To understand rational functions, picture them as the fraction form of two polynomials. A rational function is any function that can be represented by the equation \( f(x) = \frac{P(x)}{Q(x)} \), where \( P(x) \) and \( Q(x) \) are polynomial functions, and \( Q(x) eq 0 \). In our problem, the function \( f(x) = \frac{1}{u^2 + u - 2} \) is a rational function because its structure reflects that of a ratio between two polynomial expressions.
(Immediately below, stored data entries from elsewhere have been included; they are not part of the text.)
Issue #5112, opened 2020-03-03
Bad block cause runtime constantly panicking and DOS the network


xlc:
Again relates to this: https://github.com/AcalaNetwork/Acala/issues/135

Now it happens on every full node.

Here are my observations:

- For some reason a validator produced a block contains a transaction have invalid signature. (Haven't checked if it is indeed invalid, but is not accepted by other nodes)
- When other nodes trying to import this block, the importer panics.

https://github.com/paritytech/substrate/blob/7e383edb2f8ed9a912cc012905d752795b8a3201/frame/executive/src/lib.rs#L272

- The panic is kind of ignored and trying to continue importing new block
- And panics again

This happens on all nodes including other validators.

It should record this block is bad and ban it, instead of keep trying to import it and not able to do anything.

Some more logs

https://gist.github.com/xlc/8395857944b02fdad71c811e90daaded

The root cause be more serious as why a invalid block was produced by a honest node. The transaction is sent by one of our bot and it was always working (i.e. sending valid transaction).

The troublesome extrinsic:

0x310284ff9e22b64c980329ada2b46a783623bcf1f1d0418f6a2b5fbfb7fb68dbac5abf0f01b02802078d3fb8fb7d48170ec21129abe4f53c02da03aa5e0386384fb35dce6e1257c02d048f22d99cfeca9c5f58232c30d2519fc9c25b390dc76642145f6c808501311200190003b233dc04b300540c00000000000000000158ed63772ec9c5bec501000000000000

Signature:

0xb02802078d3fb8fb7d48170ec21129abe4f53c02da03aa5e0386384fb35dce6e1257c02d048f22d99cfeca9c5f58232c30d2519fc9c25b390dc76642145f6c80

Signer:

5Fe3jZRbKes6aeuQ6HkcTvQeNhkkRPTXBwmNkuAPoimGEv45

xlc:
What I don't understand is that some validators accepts the signature. If that's the case, it indicates some serious issue on sr25519.

burdges:
We changed sr25519 11 months ago in April 2019 to set the high bit of byte 31 of a signature, which marks the signature as sr25519 to speed up batch verification when used along side ed25519.

Your byte 31 is 6e so your using sr25519 from before April 2019.  We delayed yanking schnorrkel 0.1.1 for testnet reasons, but its yanked now.  If anyone knows any method to actually purge the old code from crates.io then please let me know.

xlc:
[...]

PR #5138, opened 2020-03-05
Update schnorrkel to 0.9, remove deprecated api usage

NikVolf:


primitives/core/src/sr25519.rs
```diff
@@ -776,6 +780,7 @@ mod test {
 	}
 
 	#[test]
+	#[ignore = "sr25519 signatures from 1.1 version are no longer supported"]
```
NikVolf: what can be used instead?

primitives/core/src/sr25519.rs
```diff
@@ -532,19 +532,22 @@ impl TraitPair for Pair {
...
-		// Match both schnorrkel 0.1.1 and 0.8.0+ signatures, supporting both wallets
-		// that have not been upgraded and those that have. To swap to 0.8.0 only,
-		// create `schnorrkel::Signature` and pass that into `verify_simple`
-		match PublicKey::from_bytes(pubkey.as_ref()) {
-			Ok(pk) => pk.verify_simple_preaudit_deprecated(
-				SIGNING_CTX, message.as_ref(), &sig,
-			).is_ok(),
-			Err(_) => false,
-		}
+		let signature = match schnorrkel::Signature::from_bytes(sig) {
```
andresilva: Maybe we should try to sync kusama with this, not sure if there's txs signed with schnorrkel 0.1.1 that we won't be able to verify anymore. cc @burdges

andresilva: Or BABE blocks for that matter.

NikVolf: > Maybe we should try to sync kusama with this, not sure if there's txs signed with schnorrkel 0.1.1 that we won't be able to verify anymore. cc @burdges

Yep, trying to do it right now

@burdges said something that 1.1 were only used on Alexander

burdges: We never supported VRFs from 0.1.1 because BABE did not work until after the audit.  ;)

Just send schnorrkel a PR reverting https://github.com/w3f/schnorrkel/commit/8f3706591dcf0648086b5dfb4bd832970483ac03 if you really need it, but if these exist then we maybe we could keep that pain isolated to kusama, and disable the `preaudit_deprecated` feature for polkadot.

primitives/core/src/sr25519.rs
bkchr: Remove? The test is useless now^^

primitives/core/src/sr25519.rs
```diff
@@ -609,6 +612,7 @@ mod compatibility_test {
 	}
 
 	#[test]
+	#[ignore = "sr25519 signatures from version 1.1 are no longer supported"]
```
bkchr: Same

NikVolf:
> Did you synced Kusama with it?

got error in block 3876

Also can confirm that concerns in #5112 are valid.
Node just keeps spamming about runtime panic when invalid block is encountered.

primitives/core/src/sr25519.rs
jacogr: There will be old txs (old blocks) signed with 0.1.1 - the JS side only moved to 0.8.5 in Jan once Alex was dropped.

burdges:
Any thoughts?  

I've temporarily pushed f4447cd7eb0c793905aa85af4d32c71a78ea020a that reverts  8f3706591dcf0648086b5dfb4bd832970483ac03 and restores the preaudit_deprecated feature, but..  

We should avoid support for preaudit_deprecated in polkadot because allowing it screws up batch verification for ed25519 without adding a key type field. 

We actually have some key type field I suppose, so maybe we could leverage that for kusama somehow.

burdges:
I've an idea:  Could kusama verify these old signature entirely from the runtime?  We'd drop support for them from the runtime?  Is that too annoying?

bkchr:
> I've an idea: Could kusama verify these old signature entirely from the runtime? We'd drop support for them from in the host in this case. Is that too annoying?

No, the problem is that we can not modify the old runtimes anymore. However, we could probably workaround and only accept from now on the new signatures when building a block but still support verifying the old ones.

burdges:
I'll need to publish schnorrkel 0.9.1 with https://github.com/w3f/schnorrkel/commit/f4447cd7eb0c793905aa85af4d32c71a78ea020a included I suppose?

NikVolf:
> I'll need to publish schnorrkel 0.9.1 with [w3f/schnorrkel@f4447cd](https://github.com/w3f/schnorrkel/commit/f4447cd7eb0c793905aa85af4d32c71a78ea020a) included I suppose?

Yeah, if it is an improvement on 0.8.*, we can update to it

burdges:
I've published 0.9.1 that brings back the preaudit_deprecated feature.  

We cannot do a logical or in a batch verification, so #5023 requires the old and new signatures be distinguished.  We need not distinguish them on-chain however.  Instead, we expose both old and new verification mechanisms to the runtime, so the runtime could switch at some block height or whatever.

DemiMarie-parity:
> I've published 0.9.1 that brings back the preaudit_deprecated feature.
> 
> We cannot do a logical or in a batch verification, so #5023 requires the old and new signatures be distinguished. We need not distinguish them on-chain however. Instead, we expose both old and new verification mechanisms to the runtime, so the runtime could switch at some block height or whatever.

Will we be able to get rid of the cruft at some point, once a certain block hash becomes hard-coded in the client?

burdges:
> Will we be able to get rid of the cruft at some point, once a certain block hash becomes hard-coded in the client?

Yes and no.  We'll ignore this entirely on Polkadot, so we can drop it from substrate builds that only support Polkadot.  We cannot drop it from substrate builds that support Kusama, at least not until some consensus upgrade forces some "harder" fork.  We should've gone through this pain for alexandre vs kusama, but we took the more relaxed approach there so we pay for it now.

NikVolf:
> I've published 0.9.1 that brings back the preaudit_deprecated feature.
> 
> We cannot do a logical or in a batch verification, so #5023 requires the old and new signatures be distinguished. We need not distinguish them on-chain however. Instead, we expose both old and new verification mechanisms to the runtime, so the runtime could switch at some block height or whatever.

Can this signatures be distinguished at runtime, at runtime?
We can just skip batch for them then, and forbid when block building.

burdges:
> Can this signatures be distinguished at runtime, at runtime?
> We can just skip batch for them then, and forbid when block building.

Yes should work.  

Signatures by 0.1.1 should fail `Signature::from_bytes`.  I published 0.1.1 on 2 April 2019, but only added the distinguishing marker checked by `Signature::from_bytes` on 19 April 2019:  https://github.com/w3f/schnorrkel/commits/master?after=2d004cffa5dc3bf6dafeebee8d4d40b9f696462f+34&path%5B%5D=src&path%5B%5D=sign.rs  

I published 0.2-0.7 in June-July, but yanked them all before Kusama's launch.  We kept support for 0.1.1 for the alexandre testnet and only screwed up by not supporting 0.1.1 in kusama.

bkchr:
Was done by: https://github.com/paritytech/substrate/pull/5316

NikVolf:
It was not done by #5316, doing it properly (with disabling generation of deprecated signatures) requires runtime api versioning I'm working on now

bkchr:
I know, but I see this as a new pr with a different scope.

burdges:
I'll amend my comment above:  We'll separate proper schnorrkel signatures from these deprecated signatures for batch verification using `schnorrkel::Signature::from_bytes`, but we've no similar mechanism for separating the 0.1.1 signatures from ed25519 signatures for ed25519 batch verification.  We could however just leave ed25519 batch verification off for kusma, while leaving schnorrkel 0.1.1 verification off for polkadot.  If this switch gets controlled in the runtime, then kusama could flip ed25519 batch verification on at some point too.

bkchr:
Batch verification will require runtime changes and when this comes we will have support for disabling the old signature verification.

bkchr:
Tldr, we should get this working.

kirushik:
@bkchr is there a tracking issue for this task somewhere? Or any other way of monitoring the progress (and, more importantly, of ensuring that we don't leave `preaudit_deprecated` feature of schnorrkel on for any Polkadot release builds)?

bkchr:
The proper solution was implemented here: https://github.com/paritytech/substrate/pull/5358

The problem is that we will never be able to disable `preaudit_deprecated`, because Kusama requires it when syncing from genesis. And the way we currently build Kusama, prevents us from disabling the feature for Polkadot, because it would automatically be enabled by Kusama (everything is build in the same env). However, newer runtimes don't expose the old function, this means we don't accept anymore signatures that are build with the 1.0 schnorrkel.

DemiMarie-parity:
@bkchr we can (and probably should) switch to separate environments instead.  We can also hardcode the hash of every block made on Kusama with the old signature.  We then don’t need to validate the signatures any more.

bkchr:
Why should we do this? We can not call this implementation anymore from newer runtimes. (it would work, but you would need to have control over the build process and get this runtime as the canonical one)

DemiMarie-parity:
@bkchr to remove cruft, reduce code size, and to ensure that this does not wind up in Polkadot.

PR #5143, opened 2020-03-05
Expose the `runtime-benchmarks` feature to the cli crate

bkchr:
This exposes the `runtime-benchmarks` feature via the cli crate and
makes sure the benchmarking can be enabled. This requires that the user
goes to `bin/node/cli` and runs `cargo build --features
runtime-benchmarks` to build a node that has the feature enabled.


tomusdrw:
Should we put some docs how to compile & run the benchmarks?

PR #5145, opened 2020-03-05
Add more prometheus metrics to `network::Protocol`.

twittner:
Context: #5106.

### DIFF
--- a/client/network/src/protocol/sync.rs
+++ b/client/network/src/protocol/sync.rs
@@ -1202,6 +1202,27 @@ impl<B: BlockT> ChainSync<B> {
 	fn is_already_downloading(&self, hash: &B::Hash) -> bool {
 		self.peers.iter().any(|(_, p)| p.state == PeerSyncState::DownloadingStale(*hash))
 	}
+
+	/// Return some key metrics.
+	pub(crate) fn metrics(&self) -> Metrics {
+		use std::convert::TryInto;
+		Metrics {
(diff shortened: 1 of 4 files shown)


client/network/src/protocol/sync.rs
```diff
@@ -1202,6 +1202,27 @@ impl<B: BlockT> ChainSync<B> {
...
+
+	/// Return some key metrics.
+	pub(crate) fn metrics(&self) -> Metrics {
+		use std::convert::TryInto;
+		Metrics {
+			queued_blocks: self.queue_blocks.len().try_into().unwrap_or(std::u32::MAX),
+			fork_targets: self.fork_targets.len().try_into().unwrap_or(std::u32::MAX),
+			finality_proofs: self.extra_finality_proofs.metrics(),
+			justifications: self.extra_justifications.metrics(),
+			_priv: ()
```
mxinden: @twittner am I understanding correctly that `_priv` is used to tell its consumer that the given structure might be extended in the future and that such an extension would not be a breaking change (see https://github.com/rust-lang/rfcs/blob/master/text/2008-non-exhaustive.md)?

Is this really necessary given that this is not exposed across crate boundaries?

twittner: It was added to ensure that any `Metrics` value anywhere outside this module was created here. `#[non_exchaustive]` only works for downstream crates. It is probably not really necessary so if you feel strongly about it free to remove it.

PR #5147, opened 2020-03-05
removes use of sc_client::Client from sc_network

seunlanlege:
see #4452


client/api/src/client.rs
```diff
@@ -74,7 +75,7 @@ pub trait BlockchainEvents<Block: BlockT> {
 }
 
 /// Fetch block body by ID.
-pub trait BlockBody<Block: BlockT> {
+pub trait BlockProvider<Block: BlockT> {
```
tomusdrw: Could this be eventually moved to `primitives`? Like is there any reason why this is not part of `sp_blockchain`?

tomusdrw: Seems that we already have `HeaderBackend`, maybe this one should be called `BlockBackend` instead?

client/network/src/protocol/block_requests.rs
```diff
@@ -192,7 +192,7 @@ where
 
 		let mut blocks = Vec::new();
 		let mut block_id = from_block_id;
-		while let Some(header) = self.chain.header(&block_id).unwrap_or(None) {
+		while let Some(header) = self.chain.header(block_id).unwrap_or(None) {
```
tomusdrw: Why does `fn header` take ownership over `BlockId`, but methods in `BlockProvider` don't? Can't we unify this and use references everywhere?

client/src/client.rs
```diff
@@ -1848,6 +1843,33 @@ impl<B, E, Block, RA> BlockBody<Block> for Client<B, E, Block, RA>
 			_ => None,
 		})
 	}
+
+	fn block_status(&self, id: &BlockId<Block>) -> sp_blockchain::Result<BlockStatus> {
+		// this can probably be implemented more efficiently
```
tomusdrw: Was this comment copied from somewhere? Can you elaborate what we could do to improve it here? Or maybe create a separate issue?

client/consensus/babe/rpc/src/lib.rs
```diff
@@ -50,8 +50,6 @@ pub trait BabeApi {
 }
 
 /// Implements the BabeRPC trait for interacting with Babe.
-///
-/// Uses a background thread to calculate epoch_authorship data.
```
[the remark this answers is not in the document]
seunlanlege: yes, stale comment.

client/src/client.rs
seunlanlege: Yeah the comment was copied from the original function body

client/network/src/protocol/block_requests.rs
seunlanlege: yeah so this method comes from `HeaderBackend`, This would require refactoring the trait itself and it's usage. Happy to do this in a separate PR.

tomusdrw: Fine with me!

gnunicorn:
@seunlanlege needs merge and tests are failing.

seunlanlege:
@gnunicorn green check marks on tests.

PR #5151, opened 2020-03-05
Deferred Slashing/Offence for offchain Phragmen 

kianenigma:
Some subtle complications: 

- No Exposures should change when we are accepting solutions, as it invalidates them and breaks accounting. We currently have `SlashDefferDuration > 0` in Kusama which means that this won't happen, but we can't assume that in substrate. Some chains might have immediate slashing and that simply cannot work with offchain phragmen. 
- Additionally, the last_nonzero_slash of nominators should also preferably not change as it can have the same impact. Although our validators currently take this into account, but there could be a slashing in the short span in between a solution being computed and it being submitted. 

There are numerous approaches to these and the risks and attack vectors were not clear, so for now we do something very simple: All reports are ignored while election window is open. This buffering can happen in either staking or offences. For simplicity, and for the sake of staking's code not bloating even more, I do it for now in the offence side. 

All in all, it is not an elegant solution but it is rather cheap and assures that no accounting/slashing assumptions are broken. And I don't see it as permanent, we'll probably refactor it into staking once staking itself is in a better shape.


primitives/staking/src/offence.rs
```diff
@@ -142,19 +142,28 @@ pub trait OnOffenceHandler<Reporter, Offender> {
 	/// Zero is a valid value for a fraction.
 	///
 	/// The `session` parameter is the session index of the offence.
+	///
+	/// The receiver might decide to not accept this offence. In this case, the call site is
+	/// responsible for queuing the report and re-submitting again.
```
tomusdrw: If that's common we should probably extract this logic into some kind of a wrapper.

primitives/staking/src/offence.rs
```diff
@@ -142,19 +142,28 @@ pub trait OnOffenceHandler<Reporter, Offender> {
...
 	fn on_offence(
 		offenders: &[OffenceDetails<Reporter, Offender>],
 		slash_fraction: &[Perbill],
 		session: SessionIndex,
-	);
+	) -> Result<(), ()>;
+
+	/// Can an offence be reported now or not? This should always be false if a direct call to
+	/// [`on_offence`] was to return `Err`.
```
tomusdrw: We can't really guarantee that, so I think the comment here should rather say that this should only be considered an optimization.
Also it seem that passing the arguments (or at least `OffenceDetails`) would be useful for some cases, I'd consider including that too.

frame/offences/src/lib.rs
```diff
@@ -80,11 +90,22 @@ decl_event!(
...
 
 decl_module! {
-	/// Offences module, currently just responsible for taking offence reports.
 	pub struct Module<T: Trait> for enum Call where origin: T::Origin {
 		fn deposit_event() = default;
+
+		fn on_initialize(_now: T::BlockNumber) {
+			// only decode storage if we can actually submit anything again.
+			if T::OnOffenceHandler::can_report() {
+				// defensive only. Per definition, `OnOffenceHandler` should accept reports when
```
tomusdrw: I'd remove this comment, the assumption is pretty weak, we don't have a ways to enforce that if `can_report` returns `false` the actual reporting won't fail.

frame/offences/src/lib.rs
```diff
@@ -80,11 +90,22 @@ decl_event!(
...
+				// `can_report` is true.
+				<DeferredOffences<T>>::take()
+					.iter()
+					.for_each(|(o, p, s)| Self::report_or_store_offence(o, p, *s));
```
tomusdrw: Should we print a warning at least if it wasn't accepted twice?

frame/offences/src/lib.rs
```diff
@@ -118,17 +139,31 @@ where
...
+		slash_perbill: &[Perbill],
+		session_index: SessionIndex,
+	) {
+		let _ = T::OnOffenceHandler::on_offence(
+			&concurrent_offenders,
+			&slash_perbill,
+			session_index,
+		).map_err(|_| {
+			<DeferredOffences<T>>::mutate(|d|
+				d.push((concurrent_offenders.to_vec(), slash_perbill.to_vec(), session_index))
```
tomusdrw: This is unbounded. Are there any guarantees that it won't go over some reasonable size? Also should we limit that?

kianenigma: If a sane module implement `OnOffence`, since we check on every `on_initialise`, then it should be emptied pretty quickly. Yet, no we don't enforce any size. I would be happy to do that from a code PoV. But with slashing, I think it is a tricky situation. A bug here that allows someone that can report but not get slashed due to some buffer being full, IMO, is more catastrophic than temporarily storing lots of data.

primitives/staking/src/offence.rs
kianenigma: Yes exactly it is just an optimization. Arguments will be unused for now and since I see this whole PR as potentially temporary, then I won't add it for now.

frame/offences/src/lib.rs
kianenigma: Yes that'd be good 👍

frame/offences/src/lib.rs
```diff
@@ -54,7 +55,16 @@ pub trait Trait: frame_system::Trait {
 decl_storage! {
 	trait Store for Module<T: Trait> as Offences {
 		/// The primary structure that holds all offence records keyed by report identifiers.
-		Reports get(fn reports): map hasher(blake2_256) ReportIdOf<T> => Option<OffenceDetails<T::AccountId, T::IdentificationTuple>>;
+		Reports get(fn reports): map hasher(blake2_256) ReportIdOf<T>
+			=> Option<OffenceDetails<T::AccountId, T::IdentificationTuple>>;
```
rphmeier: I would prefer to keep the `IdentificationTuple` in a separate map if there are multiple reports on the same validator. They are quite large and could bloat the state.

primitives/staking/src/offence.rs
rphmeier: Agree with Tomek that there may be false negatives (in this case `true` return values).

frame/offences/src/lib.rs
kianenigma: yeah this can be separate issue since this is actually old storage and I don't want to do migration as well in the current PR. A follow up can migrate both this and `DeferredOffences` into something that can de-compose `T::IdentificationTuple` into a `Identification` and `ExposureData` (atm this is not possible and not trivial) and then store them as you explained.

primitives/staking/src/offence.rs
kianenigma: We have deferring in quite a few places (in Staking and slashing) but I can't see how you can abstract them away, since IMO each has its own taste and details. Do you have a more concrete example of what you are suggesting here?

kianenigma:
@tomusdrw I applied almost all reviews. I will merge this into the base branch. If you are unhappy with any of the patches, please report there 👍

PR #5152, opened 2020-03-05
Revert quote fixed version and upgrade failure

bkchr:


frame/staking/reward-curve/Cargo.toml
```diff
@@ -13,7 +13,7 @@ proc-macro = true
 
 [dependencies]
 syn = { version = "1.0.7", features = ["full", "visit"] }
-quote = "=1.0.2"
+quote = "1.0"
```
andresilva:
```suggestion
quote = "1.0.2"
```

PR #5157, opened 2020-03-06
Don't use skip signature check by default

NikVolf:
As discussed in #5112, seems there are some corner cases that make this optimisation rather unsafe.

We'll revisit it soon to make it safe or use batching/parallelization/caching(with runtime version awareness) instead.


bkchr:
No, we will remove this feature completely. It is to fragile.

PR #5158, opened 2020-03-06
removes use of sc_client::Client from node-transaction-factory

seunlanlege:
see #4452


bin/node/testing/src/bench.rs
```diff
@@ -56,6 +56,7 @@ use sc_client_api::{
 	execution_extensions::{ExecutionExtensions, ExecutionStrategies},
 };
 use sp_core::{Pair, Public, sr25519};
+use sc_block_builder::BlockBuilderProvider;
```
tomusdrw: Ideally `traits` should be defined in `sp_` crates, to avoid bringing the entire implementation together with the trait. Is it possible to move `trait BlockBuilderProvider` to `sp-block-builder` without violating dependency rules?

seunlanlege: Then we'd have to move the `BlockBuilder` struct there as well because it's used in the trait and seeing as crates in `primtives/*` can't depend on crates in `client/*`, I would just elect for us to merge `sc-block-builder` and `sp-block-builder`.

seunlanlege: Ok after messing around with this, I've discovered I can't move the trait to `sp_block_builder`.

moving it would require moving the `BlockBuilder` struct which would also require moving the `BuiltBlock` struct which is generic over a `StateBackend` from `sc_client_api`.

and `primitives` -> `client` dependencies are discouraged.

gnunicorn:
@seunlanlege tests failing, mind checking that?

seunlanlege:
looks like the standard library's prelude is missing from `frame_support`

```
error: cannot find macro `vec` in this scope
  --> /builds/parity/substrate/frame/support/src/storage/migration.rs:80:16
   |
80 |     let mut key = vec![0u8; 32 + hash.len()];
   |                   ^^^
error: cannot find macro `vec` in this scope
  --> /builds/parity/substrate/frame/support/src/storage/migration.rs:89:16
   |
89 |     let mut key = vec![0u8; 32 + hash.len()];
   |                   ^^^
error: cannot find macro `vec` in this scope
  --> /builds/parity/substrate/frame/support/src/storage/migration.rs:98:16
   |
98 |     let mut key = vec![0u8; 32 + hash.len()];
   |                   ^^^
warning: ignoring -C extra-filename flag due to -o flag
error: aborting due to 3 previous errors
error: could not compile `frame-support`.
warning: build failed, waiting for other jobs to finish...
error: build failed
warning: build failed, waiting for other jobs to finish...
error: build failed
Command exited with non-zero status 101
2627.12user 102.53system 3:19.54elapsed 1367%CPU (0avgtext+0avgdata 699304maxresident)k
143368inputs+2386264outputs (58major+17407220minor)pagefaults 0swaps
ERROR: Job failed: exit code 1
```

gavofyork:
it's a `no_std` environment. if you need the prelude, make sure you have `use sp_std::prelude::*;` at the top of the file.

seunlanlege:
the issue was `sc-block-builder` was being compiled in a `no_std` environment, @gnunicorn this is also ready.

PR #5159, opened 2020-03-06
Revert "Build block without checking signatures (#4916)"

bkchr:
After speaking with @tomusdrw, we came to the conclusion that we should remove this feature. It is nice and could bring some speedups, but the security problems are too large. 

- A transaction could sit in the tx-pool waiting to be included and the account index is reaped in the meantime, someone else starts using the account index and we include this transaction. The signature verification would clearly fail at this point.

### DIFF
--- a/client/rpc/src/state/tests.rs
+++ b/client/rpc/src/state/tests.rs
@@ -402,7 +402,7 @@ fn should_return_runtime_version() {
 
 	let result = "{\"specName\":\"test\",\"implName\":\"parity-test\",\"authoringVersion\":1,\
 		\"specVersion\":1,\"implVersion\":2,\"apis\":[[\"0xdf6acb689907609b\",2],\
-		[\"0x37e397fc7c91f5e4\",1],[\"0xd2bc9897eed08f15\",1],[\"0x40fe3ad401f8959a\",5],\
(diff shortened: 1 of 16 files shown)


client/rpc/src/state/tests.rs
```diff
@@ -402,7 +402,7 @@ fn should_return_runtime_version() {
 
 	let result = "{\"specName\":\"test\",\"implName\":\"parity-test\",\"authoringVersion\":1,\
 		\"specVersion\":1,\"implVersion\":2,\"apis\":[[\"0xdf6acb689907609b\",2],\
-		[\"0x37e397fc7c91f5e4\",1],[\"0xd2bc9897eed08f15\",1],[\"0x40fe3ad401f8959a\",5],\
+		[\"0x37e397fc7c91f5e4\",1],[\"0xd2bc9897eed08f15\",1],[\"0x40fe3ad401f8959a\",4],\
```
tomusdrw: Wouldn't this revert cause issues? Or do we feel believe it wasn't deployed yet? I'd be safe and just bump the version instead of reverting it.

bkchr: It wasn't deployed on Kusama yet and we are still in alpha. This is okay.

PR #5160, opened 2020-03-06
Fix NotificationStreamClosed reported when it shouldn't

tomaka:
For backwards-compatibility reasons, right now the lifetime of a "notifications substream" is still tied to the lifetime of a handshake on the main substream.

At the moment, we report that we opened substreams when a handshake succeeds, and we report that we closed substreams when we disconnected.
However this left a bug: if a node connects then disconnects before the handshake, then we'd report that we closed substreams even though we have never reported that they were open.

While this bug doesn't really have bad consequences, it is the reason why the `polkadot_sub_libp2p_opened_notification_streams` metric is underflowing at the moment.

### DIFF
--- a/client/network/src/protocol.rs
+++ b/client/network/src/protocol.rs
@@ -803,7 +803,6 @@ impl<B: BlockT, H: ExHashT> Protocol<B, H> {
 				remote: peer,
 				protocols: self.protocol_name_by_engine.keys().cloned().collect(),
 			}
-
 		} else {
 			CustomMessageOutcome::None
 		}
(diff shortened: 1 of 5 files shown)


tomaka:
Done

client/network/src/protocol.rs
```diff
@@ -796,7 +796,16 @@ impl<B: BlockT, H: ExHashT> Protocol<B, H> {
...
 				peerset: self.peerset_handle.clone(),
-			}, peer);
+			}, &peer);
+
+			// Notify all the notification protocols as closed.
+			CustomMessageOutcome::NotificationStreamClosed {
+				remote: peer,
+				protocols: self.protocol_name_by_engine.keys().cloned().collect(),
+			}
+
```
bkchr:
```suggestion
```

gavofyork:
CI failing.

bkchr:
@gavofyork CI is happy now :)

PR #5161, opened 2020-03-06
client: fix notification sinks leak during initial sync

andresilva:
During initial sync we won't send any import or finality notifications and we also won't cleanup any closed sinks in the process. This can lead to a temporary increase of unused notification sinks since they will only be cleaned up after sync finishes. This PR makes sure sinks are always pruned even if no notifications are sent.


client/src/client.rs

Here are some important notes about rational functions:

• The denominator Q(x) must not equal zero since division by zero is undefined.
• This type of function may have vertical asymptotes and points of discontinuity where the denominator equals zero.
• An understanding of the zeros of both the denominator and numerator can help in graphing rational functions.

Recognizing the type of function helps in understanding how to deal with it mathematically, including simplifying, finding discontinuities, and figuring its limits.

Quadratic equations are polynomial equations of degree two generally formatted as \( ax^2 + bx + c = 0 \). These equations are central when dealing with rational functions, particularly in identifying discontinuity points.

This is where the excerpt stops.